Tuesday 26 September 2017

Gaelectric sees turnaround in pre-tax profits in 2014

Barry Gavin, chief financial officer of Gaelectric Group
Barry Gavin, chief financial officer of Gaelectric Group
Gavin McLoughlin

Gavin McLoughlin

Renewable energy company Gaelectric made a pre-tax profit of €5.5m in its last fiscal year after losing €7.2m before tax the previous year, newly filed accounts show.

The turnaround reflects Gaelectric's transition from a development company to one that has holdings in revenue-generating assets, chief financial officer Barry Gavin told the Irish Independent.

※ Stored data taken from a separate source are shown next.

PR #312, opened 2023-01-31
Create issue templates for PyBaseball project.

BrayanMnz:
Creating the template for PyBaseball project, 
initially we're just using some of the default options provided by Github.


.github/ISSUE_TEMPLATE/bug_report.md
```diff
@@ -0,0 +1,32 @@
...
+Steps to reproduce the behavior:
+1. Go to '...'
+2. Click on '....'
+3. Scroll down to '....'
+4. See error
+
+**Expected behavior**
+A clear and concise description of what you expected to happen.
+
+**Screenshots**
```
tjburch, line 23: I don't know about others but I personally dislike screenshots in issues. Would rather see the copy/pasted error message as-is.

.github/ISSUE_TEMPLATE/bug_report.md
```diff
@@ -0,0 +1,32 @@
...
+A clear and concise description of what the bug is.
+
+**To Reproduce**
+Steps to reproduce the behavior:
+1. Go to '...'
+2. Click on '....'
+3. Scroll down to '....'
+4. See error
+
+**Expected behavior**
```
tjburch, line 20: IMO I think the first three forms here are going to most often yield the same thing 3 times over and over: "I expected this to happen when I did this." I'd prefer one simpler form, something like 

```
***Describe the bug and how to produce it***
```

.github/ISSUE_TEMPLATE/bug_report.md
```diff
@@ -0,0 +1,32 @@
+---
+name: Bug report
+about: Create a report to help us improve
+title: PYBASEBALL-BUG-
+labels: ''
+assignees: ''
```
tjburch, line 6: I'd remove assignees. If things get assigned, I think that should be done by maintainers or whomever wants to do it, I'd rather not have the submitter choose who.

.github/ISSUE_TEMPLATE/bug_report.md
```diff
@@ -0,0 +1,32 @@
...
+**Expected behavior**
+A clear and concise description of what you expected to happen.
+
+**Screenshots**
+If applicable, add screenshots to help explain your problem.
+
+**Desktop (please complete the following information):**
+ - OS: [e.g. Ubuntu, Windows]
+ - Python version [e.g. 3.7, 3.9]
+
```
tjburch, line 29: Add:

```
- pybaseball version (e.g. 2.2.3, 2.2.4, or development if a direct clone)
```

I think this also motivates merging #295 to make this more accessible.

tjburch (commented):
My personal ethos is that we should make it as easy as possible for people to submit an issue, and these have a tendency to add another hoop to jump through, so I'm not 100% sold on issue templates. However, if the community wants it, I'm happy to add it.

I think removing some of the redundancy as mentioned in the review so it's just very quick "tell me your problem and your setup" would help it feel less like a hurdle.

PR #316, opened 2023-02-07
Updating top_prospects to allow for FanGraphs datasource

blacktj:
Updating top_prospects to allow for FanGraphs datasource 
- Add docstring 
- Params added: fg, year with defaults 
- Add fg if/else block 
- Deprecated teamUrl in MLB scrape block

I wanted to place a small commit in a "low-use" file show the use of the FG api. I've started using it instead of some of the tools embedded here and have found it to be solid.

### DIFF
--- a/pybaseball/top_prospects.py
+++ b/pybaseball/top_prospects.py
@@ -1,28 +1,65 @@
 import pandas as pd
 import requests
+import json
+from datetime import date
 
 from . import cache
 
 
 @cache.df_cache()
-def top_prospects(teamName=None, playerType=None):
-    teamUrl = "" if teamName == None else teamName.lower() + '/'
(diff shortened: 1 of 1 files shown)


blacktj (commented):
Sorry for this one. 

I removed the postprocess function in my commit: 



```
def postprocess(prospectList):
    prospectList = prospectList.drop(list(prospectList.filter(regex = 'Tm|Unnamed:*')), axis = 1)
    return prospectList
```

blacktj:
This is going to run into a conflict with the other top prospects PRs that have been discussed.. I may just separate it into a different function to keep it clean. Thoughts?

blacktj:
I'll rebuild this to allow for the mlb datasource to be refactored as well.

PR #334, opened 2023-03-08
Add Negro Leagues To `FangraphsLeague`

nwinston:
Now that [Fangraphs supports negro leagues](https://blogs.fangraphs.com/negro-leagues-data-is-now-available-on-fangraphs/), we should be able to pull that data through pybaseball. New values need to be added to the `FangraphsLeague` enum otherwise an exception is thrown.

### DIFF
--- a/docs/batting_stats.md
+++ b/docs/batting_stats.md
@@ -9,7 +9,7 @@ The `batting_stats` function returns season-level batting data from FanGraphs.
 
 `end_season:` Integer. The final season you want to retrieve data from. If omitted, the funciton will return only data from the start_season.
 
-`league:` String. Either "all" for all data, "nl" for National League, "al" for the American League, or "mnl" for all Negro League data. Defaults to "all", for returning data on all teams.
+`league:` String. Either "all" for all data, "nl" for National League, "al" for the American League, or "mnl" for all Negro League data. Defaults to "all", for returning data on all teams. See `FangraphsLeague` definition for all leagues.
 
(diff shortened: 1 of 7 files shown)


BrayanMnz:
Looks good to me. @tjburch

tjburch:
thanks @nwinston, this will be really good to add. 

Do you think you could add comments to the docs where this might be used? E.g. in [team_batting.md](https://github.com/jldbc/pybaseball/blob/0cdbe5d8da89211642dddee9610514c43c5166e1/docs/team_batting.md?plain=1#L12) could change 

``league:` String. Either "all", "nl", or "al" for determining whether you want data from one league or both. Defaults to "all", for returning data on all teams. `

to 

``league:` String. Either "all" for all data, "nl" for the National League, "al" for the American League, or "mnl" for the Negro Leagues. Defaults to "all", for returning data on all teams. `

nwinston:
Done! @tjburch

tjburch:
Thanks. LGTM! Thanks a ton. Will give a day for anyone else to make comments and merge after. ( @schorrm )

schorrm:
Looks amazing! (thanks for tagging me @tjburch)
One question though: is there a reason why the param can only be 'mnl'?

nwinston:
Updated the docs in `fangraphs.md` that says to look at `FangraphsLeague` for the full set. I'll include that note in the rest of them as well.

schorrm:
Anyway, more than LGTM, @tjburch merge whenever you want

tjburch:
In. Thanks again @nwinston 👍👍

nwinston:
No problem!

PR #335, opened 2023-03-10
Scrape Player Projection Data from Fangraphs

TK2575:
Introduces a function and related tests and documentation that captures player projection data from Fangraphs. Provides argument options to specify the projection source, position, league and team. Extends the teamid lookup method to provide a fg team ID lookup needed for applying team level filtering using a stored dictionary fixture.


docs/fangraphs.md
```diff
@@ -1,4 +1,4 @@
-# Fangraphs Data Acquisition Functions
+# Fangraphs Player and Team Performance Data Acquisition Functions
```
TK2575, line 1: Renamed to clarify difference between performance status and projection status

pybaseball/fangraphs_projections.py
```diff
@@ -0,0 +1,112 @@
...
+    Returns:
+        pd.DataFrame: Projections data set given applied filters, columns vary for batters versus pitcher. Returns empty dataframe when no data found on Fangraphs
+    """
+    args = _FgProjectionArgument(position, proj_source, league, team)
+    source = requests.get(args.url, timeout=None)
+
+    soup = BeautifulSoup(source.content, 'html.parser')
+    raw = soup.find('script', id='__NEXT_DATA__', type='application/json').string
+    data = json.loads(raw)['props']['pageProps']['dehydratedState']['queries'][0]['state']['data']
+    result = pd.read_json(json.dumps(data))
```
TK2575, line 30: Turns out the entire projection payload is present in the page source even if the default view only displays the first 30 rows

blacktj: I think you're doing too much work here there's an api: 
pitch_df = pd.DataFrame(json.loads(requests.get('[https://www.fangraphs.com/api/projections?stats=pit&type=steamer').content]

blacktj:
Sorry commented in line as opposed to on PR: 

I think you're doing too much work here there's an api:
`pitch_df = pd.DataFrame(json.loads(requests.get('[https://www.fangraphs.com/api/projections?stats=pit&type=steamer').content]`

TK2575:
Thanks @blacktj, didn't know that API endpoint existed in front of a paywall, that's great! I'm assuming there's some rate limit expectation we'll need to respect like we do with baseball reference? I'll need to dig into this a bit.

blacktj:
It's non-public and buried in the client-side rendering of the table. I am working on a PR for the prospects endpoint of this as well.. not sure if it's rate limited though. It's wide open. The risk I see is if they do lock it down.

TK2575:
I think I'll need to defer to this repo's maintainers as to which approach to take. There's precedence for scraping Fangraphs page source for other methods, though I don't know if that's because either a) we weren't aware of the API at the time or b) the API didn't/doesn't support those data. Querying from the API would certainly be cleaner, but I'd be hesitant in moving forward using a non-public API without some form of developer contract and/or buy-in from this repo's maintainers.

blacktj:
This is a webscraping repo.. so I'm guessing we don't have a contract to pull the data from their actual website? Is there a difference between grabbing it there or from the API they use to render the table?

pybaseball/fangraphs_projections.py
TK2575: Per @blacktj we may want to utilize non-public but otherwise accessible API to capture this data directly: 
```
json.loads(requests.get('https://www.fangraphs.com/api/projections?stats=pit&type=steamer').content
```

JamesYouL2: > 

You just saved me $10/month and made my life a ton easier.

PR #36, opened 2021-10-07
Allow deployments with no zones

josefkarasek:


pkg/operator/controller/externaldns/deployment.go
```diff
@@ -176,14 +176,21 @@ func desiredExternalDNSDeployment(namespace, image, secretName string, serviceAc
 	depl.Spec.Template.Spec.Volumes = append(depl.Spec.Template.Spec.Volumes, volumes...)
 
 	cbld := newExternalDNSContainerBuilder(image, provider, source, secretName, volumes, externalDNS)
-	for _, zone := range externalDNS.Spec.Zones {
-		container, err := cbld.build(zone)
+	if len(externalDNS.Spec.Zones) == 0 {
+		container, err := cbld.build("")
```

"For much of the last 10 years, we have been developing a portfolio of renewable energy projects, including a near term portfolio of approximately 350 MW of wind energy projects in Ireland with grid connections and full planning approvals in place. We expect to have this portfolio generating power by 2017," Mr Gavin said.

"Our latest group financials reflect this transition and include a revenue line for the sale and supply of electricity. We expect these operating revenues to grow significantly in the near term," he added.

It's estimated that 1MW of wind capacity can provide enough electricity to supply approximately 650 homes, according to the Irish Wind Energy Association.

Gaelectric, which was set up in 2004, also has interests in biomass. Turnover at the company increased from €90,866 in the 2013 financial year to almost €6m last year.

In November - which will be included in Gaelectric's next set of accounts - the firm opened a €74m windfarm in the North.